Work instruction
Write out, word for word, only the lines from the one containing "The use case" through the final line of the data.

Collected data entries
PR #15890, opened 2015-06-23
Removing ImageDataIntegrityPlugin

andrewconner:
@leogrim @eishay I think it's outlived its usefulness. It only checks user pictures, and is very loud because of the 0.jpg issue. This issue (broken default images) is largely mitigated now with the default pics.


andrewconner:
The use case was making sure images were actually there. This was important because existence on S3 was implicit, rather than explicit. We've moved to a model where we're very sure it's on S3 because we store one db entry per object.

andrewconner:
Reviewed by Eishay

Result below
The use case was making sure images were actually there. This was important because existence on S3 was implicit, rather than explicit. We've moved to a model where we're very sure it's on S3 because we store one db entry per object.

andrewconner:
Reviewed by Eishay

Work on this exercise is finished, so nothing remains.